仁禮搖了搖頭:“沒有機會,我剛一進皇宮便被關到這裡來了,這些年來,我沒有見過任何人。”
“那你是怎麼活下來的呢?”顧青蔓越發地好奇了。
仁禮指了指頭頂:“這裡有一洞穴,每隔幾日便有人投下一些飯食進來,有很多次,我都差一點死掉了,不過,我之所以能夠撐到今天,是因為在入宮被囚之前,我聽說我唯一的兒子逃了出去,這世間,我必定還有一個親人在人世,就算是此生無法再相見,也好過天人相隔地活著啊!”
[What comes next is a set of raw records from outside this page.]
PR #227, opened 2025-01-16
feat: introduce HintsLibraryBridge

anthony-swirldslabs:
**Description**:
Introducing the `HintsLibraryBridge` class that implements a JNI bridge for the HintsLibrary implementation. Please note that the corresponding native Rust methods will be implemented in a separate PR under a separate story: https://github.com/hashgraph/hedera-cryptography/issues/218

**Related issue(s)**:

Fixes #217 

**Notes for reviewer**:
`gr build` succeeds.

**Checklist**

- [x] Documented (Code comments, README, etc.)
- [ ] Tested (unit, integration, etc.)

PR #230, opened 2025-01-17
feat: introduce HistoryLibraryBridge

### LINKED ISSUE #228: Introduce JNI bridge classes for HistoryLibrary (replacing `Bytes` with `byte[]`)
**Background**
Both the interfaces defined in the `hedera-services` need to have corresponding JNI bridge classes implemented, so that the interface implementations can call the bridges to call into the Rust code.

**Acceptance criteria**
Implement the JNI bridge classes (w/o implementing any native Rust methods just yet.)

anthony-swirldslabs:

“對啊,只要活著,就總會有團聚的一天。”顧青蔓鼓勵著他:“您將先帝藏下遺詔的地方告訴我們,我們會幫助幻遙的。”
“你——”仁禮似乎還有些顧慮:“你們是誰?”
“我是顧衛北將軍的女兒,我叫顧青蔓。”
“顧衛北。”仁禮的臉上露出了一絲笑容:“沒有想到顧將軍的女兒如今已經長得這麼大了,顧將軍,他還好嗎?”
顧青蔓神色黯然地答:“他早已經在十年前,因為質疑仁業的皇位,所以遭到新帝報復,全家都葬身火海了,只有我一個人逃了出來,所以,不僅僅是幻遙一個人,我也想報仇。”
“原來是這樣——”仁禮的神色有些恍惚,昔日的故友竟然遭受了這樣的結局,是他始料未及的,十年時間彈指一揮間,他卻無知無覺地這麼過來了:“好孩子,我告訴你們遺詔藏在了哪裡……”
“……”
“請你們轉告幻遙,我就在這裡等他,請他萬事小心,不可強求。”仁禮交代完畢,似乎又蒼老了很多,他緩緩地閉上了眼睛,喃喃自語:“是福是禍,便要看造化了。”
顧青蔓還想勸他幾句,可是卻被良宴拉著離開了。
他們現在的當務之急,是找到那封遺詔。